McCann Health similarly pushed forward with a pair of broader industry initiatives. Its The Truth About Doctors study posed a wealth of questions to 450 physicians around the globe, gleaning their thoughts on everything from the decline of entrepreneurship within the profession to their status as what study co-author and McCann Health chief strategy officer Hilary Gentile calls “a devalued cog in a larger wheel.”

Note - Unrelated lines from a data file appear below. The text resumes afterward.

PR #40112, opened 2023-01-09
feat: improve theme config to support custom tokens

### LINKED ISSUE #40006: Ant theme custom tokens v5

The main issue is that we need a few background tokens that we could change and that would not change the other components.
In the documentation, I found these variables for the background: `colorBgContainer, colorBgElevated, colorBgLayout, colorBgSpotlight, colorBgMask`. The problem with these tokens is that we cannot use them as primary, secondary, tertiary and quaternary backgrounds for custom components or use them as background for custom container components, and by changing them we change how antd components look.
In v4 we had a custom logic that parsed the `less` files to extract `less variables` and then we could override variables or define new variables. Then we exported this to files for each theme.

So we had more flexibility for migration from v3 to v4. Now it looks like we need to have another definition file (for each theme) and then custom logic that would merge antd tokens with our custom variables. This also means that we cannot use `theme.useToken()` and need to have some custom implementation for that.

- The best solution (and future-proof) would be that we have the ability to modify `ThemeConfig` so that it allows us to define custom variables in the theme file and we could get them with `theme.useToken()`. Maybe not the whole `ThemeConfig` but `ThemeConfig.token` this would mean that type cannot be hardcoded to `token?: Partial<AliasToken>` but it should be generic or inferred.

Maybe something like this:
```ts
interface ThemeConfig<T = unknown> {
  token?: Partial<AliasToken> & T;
  components?: OverrideToken;
  algorithm?: MappingAlgorithm | MappingAlgorithm[];
  hashed?: boolean;
  inherit?: boolean;
}

type CustomVariables = {
  colorBg: string;
  colorBgSecondary: string;
  colorBgTertiary: string;
  colorBgQuaternary: string;
};

const theme: ThemeConfig<CustomVariables> = {
  token: {
    colorPrimary: '#1a6ae3',
    colorBgMask: 'rgba(34, 46, 84, 0.95)',
    colorBg: '#FFFFFF',
    colorBgSecondary: '#F3F4F9',
    colorBgTertiary: '#E5E7EB',
    colorBgQuaternary: '#D1D5DB',
  },
  components: {
    Tabs: {
      fontSize: 12,
    },
  },
  algorithm: antTheme.defaultAlgorithm,
};

export default theme;

```

- If not, for now, it would be ok to create 4 new tokens the same as we have for text components. (`colorText, colorTextSecondary, colorTextTertiary, colorTextQuaternary`)
Something like this:
```js
colorBg,
colorBgSecondary,
colorBgTertiary,
colorBgQuaternary
```

fihorvat:

### 🤔 This is a ...

- [] New feature
- [ ] Bug fix
- [ ] Demo update
- [ ] Component style update
- [x] Enhancement feature
- [ ] Internationalization
- [ ] Refactoring
- [ ] Code style optimization
- [ ] Test Case
- [ ] Branch merge
- [ ] Workflow
- [ ] Other (about what?)

### 🔗 Related issue link

- Close #40006 

### 📝 Changelog

| Language   | Changelog |
| ---------- | --------- |
| 🇺🇸 English |  Add theme custom tokens |
| 🇨🇳 Chinese |  添加主题自定义令牌  |

### DIFF
--- a/components/config-provider/__tests__/theme.test.tsx
+++ b/components/config-provider/__tests__/theme.test.tsx
@@ -117,6 +117,60 @@ describe('ConfigProvider.Theme', () => {
     expect(tokenRef?.colorPrimaryText).toBe('#177ddc');
   });
 
+  it('should support custom tokens with internal useToken hook', () => {
+    type CustomTokens = { customToken: string; customToken2: number };
+    let customTokenRef: any;
+    const Demo = () => {
+      const [, , , customTokens] = useToken<CustomTokens>();
+      customTokenRef = customTokens;
+
+      return null;
+    };
+    render(
+      <ConfigProvider
+        theme={{
+          token: { colorPrimary: '#1890ff' },
+          algorithm: [defaultAlgorithm],
+          customTokens: {
+            customToken: '#D3D3D3',
+            customToken2: 12,
+          } as CustomTokens,
+        }}
+      >
+        <Demo />
+      </ConfigProvider>,
+    );
+    expect(customTokenRef?.customToken).toBe('#D3D3D3');
+    expect(customTokenRef?.customToken2).toBe(12);
+  });
+
+  it('should support custom tokens', () => {
+    type CustomTokens = { customToken: string; customToken2: number };
+    let customTokenRef: any;
+    const Demo = () => {
+      const tokens = theme.useToken<CustomTokens>().customTokens;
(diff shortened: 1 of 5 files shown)


MadCcc:
https://github.com/ant-design/ant-design/issues/40006#issuecomment-1376665354

PR #40269, opened 2023-01-16
💄 STYLE: Button's color should override child anchor's color

ds1371dani:

### 🤔 This is a ...

- [ ] New feature
- [x] Bug fix
- [ ] Demo update
- [x] Component style update
- [ ] Enhancement feature
- [ ] Internationalization
- [ ] Refactoring
- [ ] Code style optimization
- [ ] Test Case
- [ ] Branch merge
- [ ] Workflow
- [ ] Other (about what?)

### 💡 Background and solution

image
https://codesandbox.io/s/antd-reproduction-template-forked-ecdy4f?file=/index.js

When there is an `a` tag inside a Button component, it should follow the Button's color

### 📝 Changelog

| Language   | Changelog |
| ---------- | --------- |
| 🇺🇸 English | :lipstick: Fix Button text color when containing an a tag. |
| 🇨🇳 Chinese | :lipstick: 修复包含 a 标签时的 Button 文本颜色. |

### DIFF
--- a/components/button/style/index.ts
+++ b/components/button/style/index.ts
@@ -46,6 +46,10 @@ const genSharedButtonStyle: GenerateStyle<ButtonToken, CSSObject> = (token): CSS
         marginInlineStart: token.marginXS,
       },
 
+      '> a': {
+        color: 'currentColor',
+      },
+
       '&:not(:disabled)': {
         ...genFocusStyle(token),
       },


li-jia-nan:
Rather than nesting `<a>` inside the `<Button>`, it is better to use the href attribute directly, The advantage of doing this is the `<Button>` will be displayed as `<a>` in the browser

li-jia-nan (approved):

PR #40729, opened 2023-02-15
fix: adjust onBackground outputs to support semi-transparent colors

Jungzl:

### 🤔 This is a ...

- [ ] New feature
- [x] Bug fix
- [ ] Demo update
- [ ] Component style update
- [ ] Enhancement feature
- [ ] Internationalization
- [ ] Refactoring
- [ ] Code style optimization
- [ ] Test Case
- [ ] Branch merge
- [ ] Workflow
- [ ] Other (about what?)

### 💡 Background and solution

I want to configure a theme that makes the background color of the Table component hover with transparency, but the previous version of the [`onBackground`](https://github.com/scttcper/tinycolor/pull/236#issue-1582100623) method had an error in the alpha compositing result for two semi-transparent colors. I also add a [`toHexShortString`](https://github.com/scttcper/tinycolor/pull/237#issue-1583642171) method to upstream so that this fix won't change related snapshots if output is not a semi-transparent color.

### 📝 Changelog

| Language   | Changelog |
| ---------- | --------- |
| 🇺🇸 English | adjust `onBackground` method outputs to support semi-transparent colors |
| 🇨🇳 Chinese | 调整 `onBackground` 方法的输出以支持两个半透明色叠加 |

### DIFF
--- a/components/empty/simple.tsx
+++ b/components/empty/simple.tsx
@@ -1,6 +1,6 @@
+import { TinyColor } from '@ctrl/tinycolor';
 import * as React from 'react';
 import { useMemo } from 'react';
-import { TinyColor } from '@ctrl/tinycolor';
 import { useToken } from '../theme/internal';
 
 const Simple = () => {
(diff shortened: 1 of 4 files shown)


Jungzl:
I also find some usages in code like 
```typescript
color.setAlpha(*).toHexString()
```
which lost alpha channel, is it intentional?

afc163 (approved):

PR #41319, opened 2023-03-18
fix(input): missing rtl className for count in TextArea

ds1371dani:

### 🤔 This is a ...

- [ ] New feature
- [x] Bug fix
- [ ] Demo update
- [x] Component style update
- [ ] Enhancement feature
- [ ] Internationalization
- [ ] Refactoring
- [ ] Code style optimization
- [ ] Test Case
- [ ] Branch merge
- [ ] Workflow
- [ ] Other (about what?)

### 💡 Background and solution

When `showCount` is used, it should be positioned at the end of the element

image

Examples of the problem:

- https://ant.design/components/form?direction=rtl#components-form-demo-validate-static
- https://ant.design/components/input?direction=rtl#components-input-demo-textarea-show-count

### 📝 Changelog

| Language   | Changelog |
| ---------- | --------- |
| 🇺🇸 English | :lady_beetle: Fix Input.TextArea position in RTL mode when using `showCount`. |
| 🇨🇳 Chinese | :lady_beetle: 使用 `showCount` 时修复了 RTL 模式下 Input.TextArea 的位置。 |

### DIFF
--- a/components/input/TextArea.tsx
+++ b/components/input/TextArea.tsx
@@ -104,6 +104,7 @@ const TextArea = forwardRef<TextAreaRef, TextAreaProps>(
           countWrapper: classNames(
             `${prefixCls}-textarea`,
             `${prefixCls}-textarea-show-count`,
+            { [`${prefixCls}-textarea-show-count-rtl`]: direction === 'rtl' },
             hashId,
           ),
           textarea: classNames(


components/input/TextArea.tsx
```diff
@@ -104,6 +104,7 @@ const TextArea = forwardRef<TextAreaRef, TextAreaProps>(
           countWrapper: classNames(
             `${prefixCls}-textarea`,
             `${prefixCls}-textarea-show-count`,
+            { [`${prefixCls}-textarea-show-count-rtl`]: direction === 'rtl' },
```
yoyo837, line 107:
```suggestion
            `${prefixCls}-textarea-show-count-rtl`: direction === 'rtl',
```
How about this?

ds1371dani: We can't do that, we need the object to be able to use our direction condition

afc163 (approved):

PR #44163, opened 2023-08-10
Fix notification config typings

StefanoMagrassi:
### 🤔 This is a ...

- [ ] New feature
- [ ] Bug fix
- [ ] Demo update
- [ ] Component style update
- [ ] Enhancement feature
- [ ] Internationalization
- [ ] Refactoring
- [ ] Code style optimization
- [ ] Test Case
- [ ] Branch merge
- [ ] Workflow
- [ ] Other (about what?)

### 💡 Background and solution

The global `notification.config()` method is defined as `any` (really bad...).

To fix it, I've just add the signature `(config: GlobalConfigProps) => void` to the `config` method of `BaseMethods` interface.

The signature is taken from `setNotificationGlobalConfig()` function which is the default implementation of `config` method.

### 📝 Changelog

| Language   | Changelog |
| ---------- | --------- |
| 🇺🇸 English | Add signature to global `notification.config()` method |
| 🇨🇳 Chinese |           |

---

### <samp>🤖 Generated by Copilot at bd9bae4</samp>

Added a `.node-version` file and fixed some bugs and typos in the notification component and its tests. Improved the type definition of `notification.config` and its usage.

### <samp>🤖 Generated by Copilot at bd9bae4</samp>

*  Add `.node-version` file to specify Node.js version for the project ([link](https://github.com/ant-design/ant-design/pull/44163/files?diff=unified&w=0#diff-2e3b78afed59645cf5dec2a3b273df0ef8e815a1190c6106ab867f886c808af9R1))
*  Fix notification component bug by using `undefined` instead of `null` for `prefixCls` and `getContainer` properties in `notification.config` method and related tests ([link](https://github.com/ant-design/ant-design/pull/44163/files?diff=unified&w=0#diff-15d16dcef957890a3f45c164db9818dcc95d2fd79868850c7ff7d3ce44f0641dL20-R21), [link](https://github.com/ant-design/ant-design/pull/44163/files?diff=unified&w=0#diff-ed8976c7e832d9befa4199cc192b025c91cb3ff525a3649834d7545fdd89f690L23-R24), [link](https://github.com/ant-design/ant-design/pull/44163/files?diff=unified&w=0#diff-ed8976c7e832d9befa4199cc192b025c91cb3ff525a3649834d7545fdd89f690L156-R156), [link](https://github.com/ant-design/ant-design/pull/44163/files?diff=unified&w=0#diff-54f5ce6e753e0976aac6abeac40add61e61be5d71d134c97d2e2c06db6898d59L39-R40))
*  Improve type safety and documentation of `notification.config` method by using `GlobalConfigProps` type for its parameter ([link](https://github.com/ant-design/ant-design/pull/44163/files?diff=unified&w=0#diff-ec815250b7c2f7267ba9b8a93ea48315da09b7060dc31f38646dd7db8964a965L230-R230))


.node-version
```diff
@@ -0,0 +1 @@
+16.20.1
```
afc163, line 1: 为啥加这个

li-jia-nan: image

li-jia-nan:
I don't think we need `.node-version` file

StefanoMagrassi:
> I don't think we need `.node-version` file

@li-jia-nan can you explain why?

li-jia-nan:
> @li-jia-nan can you explain why?

In fact, for the contribution value, we not only support `node 16.20.1`, but also support more versions, which will cause ambiguity

StefanoMagrassi:
> In fact, for the contributors, we not only support `node 16.20.1`, but also support more versions, which will cause ambiguity

`.node-version` file is only used by `nodenv` and by the way is _almost always_ a good practice to set a common version for development tools.

But if you **really** do not want a `.node-version` in the source code, it should be added a note in the documentation for the supported Node versions (`16.x` maybe...)

afc163:
I prefer not to add `.node-version`.

StefanoMagrassi:
> I prefer not to add `.node-version`.

So, please add some kind of info about supported Node version for development in the documentation...

afc163:
> So, please add some kind of info about supported Node version for development in the documentation...

PR is welcome~

li-jia-nan (approved):

Issue #44194, opened 2023-08-13
Carousel doesn't respect `useTransform` prop


Gherciu:
### Reproduction link

[https://ant.design/components/carousel](https://ant.design/components/carousel)

### Steps to reproduce

Long story short:
Slick carousel has a property `useTransform` which is by default true, and this property is meant to restrict the usage of `transform` CSS property when `useTransform` is false, and This is needed only in few edge cases when peoples want to have a children in their carousel which may have fixed position, but there is Bug in CSS which mess the fixed position if any parent has a transform CSS property and because of that Slick implemented this `useTransform` to give the power to developers to restrict the usage of `transform` CSS properties if needed and give control to them

It doesn't matter at the moment if we give that as True or False, This is used and Respected by Slick carousel, but not by Ant design wrapper, there are some styles using Transform CSS properties even if we declare `useTransform={false}`

### What is expected?

`useTransform` prop should be respected and when it is FALSE no transform properties in CSS should be used same as SLick carousel does

### What is actually happening?

`useTrandform` property is just passed to slick carousel, but the wrapper doesn't respect that and in its styles it uses transform CSS even if we make `useTrandform={false}`
We need to respect this property even in ant design anyway users can't use it

| Environment | Info |
| --- | --- |
| antd | 5.8.3 |
| React | 18 |
| System | All |
| Browser | All |

zombieJ:
Which part not using `useTransform` ? Could provide more detail about this?

### useTransform=true
<img width="733" alt="截屏2023-08-14 10 10 27" src="https://github.com/ant-design/ant-design/assets/5378891/764ece1b-0642-41f8-8b3f-2c968fbc16ab">

### useTransform=false
<img width="589" alt="截屏2023-08-14 10 09 59" src="https://github.com/ant-design/ant-design/assets/5378891/0042c1f9-dcfb-4708-8421-5847b2bd85c0">

PR #44195, opened 2023-08-13
fix: respect use transform from slick

gherciu:

### 🤔 This is a ...

- [ ] New feature
- [x] Bug fix
- [ ] Demo update
- [ ] Component style update
- [ ] Enhancement feature
- [ ] Internationalization
- [ ] Refactoring
- [ ] Code style optimization
- [ ] Test Case
- [ ] Branch merge
- [ ] Workflow
- [ ] Other (about what?)

### 🔗 Related issue link
https://github.com/ant-design/ant-design/issues/44194

### 💡 Background and solution

I had no idea how to pass props to styles
Slick has a prop named `useTransform` and ideally we need to pass that to styles and use
but I had o idea how to do that so I used tokens, at least developers will have a solution for this edge case

### 📝 Changelog

| Language   | Changelog |
| ---------- | --------- |
| 🇺🇸 English |    Added a useTransform token to carousel so developers can restrict the usage of transform prop in carousel if they need that       |
| 🇨🇳 Chinese |           |

---

### <samp>🤖 Generated by Copilot at 8c9dda0</samp>

Added a new option to the carousel component to toggle CSS3 transforms. Updated the style generation logic to handle the option.

### <samp>🤖 Generated by Copilot at 8c9dda0</samp>

*  Add `useTransform` property to `ComponentToken` interface to control whether to use CSS3 transforms for carousel component ([link](https://github.com/ant-design/ant-design/pull/44195/files?diff=unified&w=0#diff-24c8a7b3adad15c6014a09fdd0200792fa3915c53a19bb5b9e702b6d4f0574fdR23-R27))
*  Modify `genCarouselStyle` function to conditionally apply `transform` property to `.slick-track` and `.slick-list` selectors based on `useTransform` token value ([link](https://github.com/ant-design/ant-design/pull/44195/files?diff=unified&w=0#diff-24c8a7b3adad15c6014a09fdd0200792fa3915c53a19bb5b9e702b6d4f0574fdL50-R56))
*  Set default value of `useTransform` token to `true` in `defaultToken` object to match existing behavior and ensure backward compatibility ([link](https://github.com/ant-design/ant-design/pull/44195/files?diff=unified&w=0#diff-24c8a7b3adad15c6014a09fdd0200792fa3915c53a19bb5b9e702b6d4f0574fdR374-R375))

### DIFF
--- a/components/carousel/style/index.ts
+++ b/components/carousel/style/index.ts
@@ -20,6 +20,11 @@ export interface ComponentToken {
    * @descEN Width of active indicator
    */
   dotActiveWidth: number;
+  /**
+   * @desc 是否使用 CSS3 变换
+   * @descEn Whether to use CSS3 transforms or not
+   */
+  useTransform: boolean;
 }
 
 interface CarouselToken extends FullToken<'Carousel'> {
@@ -47,7 +52,8 @@ const genCarouselStyle: GenerateStyle<CarouselToken> = (token) => {
         WebkitTapHighlightColor: 'transparent',
 
         '.slick-track, .slick-list': {
-          transform: 'translate3d(0, 0, 0)',
+          // Transforms should not be applied at all, if user has asked for it
+          ...(token.useTransform && { transform: 'translate3d(0, 0, 0)' }),
           touchAction: 'pan-y',
         },
       },
@@ -365,6 +371,8 @@ export default genComponentStyleHook(
       dotHeight: 3,
       dotWidthActive: dotActiveWidth,
       dotActiveWidth,
+      // In Slick this property is `true` by default, so making Antd's default value also as `true`
+      useTransform: true,
     };
   },
   {


Gherciu:
This is the bug I'm trying to fix https://github.com/ant-design/ant-design/issues/44194

If you guys know how to pass prop to styles so we can use that instead of tokens, I would love your help.

components/carousel/style/index.ts
```diff
@@ -47,7 +52,8 @@ const genCarouselStyle: GenerateStyle<CarouselToken> = (token) => {
         WebkitTapHighlightColor: 'transparent',
 
         '.slick-track, .slick-list': {
-          transform: 'translate3d(0, 0, 0)',
+          // Transforms should not be applied at all, if user has asked for it
+          ...(token.useTransform && { transform: 'translate3d(0, 0, 0)' }),
```
zombieJ, line 56: `transform` props is auto generate with inline style by `react-slick` which is not owned by antd part.

Gherciu: Yes, and when whe give `useTransform `as False to react slick it respects that and doesn't generate any transform

The problem is wit these styles in Antd it doesn't have any IF statement and just adds these to styles without checking if transforms are needed or not

https://react-slick.neostack.com/docs/api#useTransform

AbdullahWins (approved):
good job!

The company also collaborated with the Rutgers Pharmaceutical Industry Fellowship program, opening its doors to participants for six-month rotations at McCann Health agencies. 

Looking ahead, Urhekar is cagey about sharing his plans. He notes the increasing importance within the marketing mix of payer communications, but it’s not as though McCann Health hasn’t been playing in that space for some time courtesy of its highly regarded brand McCann Managed Markets. Urhekar also has high hopes for Consulting at McCann Health, which formally debuted last September.

But beyond that, he makes few promises or predictions. “I’m sure this is something you hear often, but we’re all about how, organizationally, we can help clients be better healthcare marketers,” Urhekar says. “If we keep doing that, and continue to embrace change more strongly and genuinely, everything will come together.”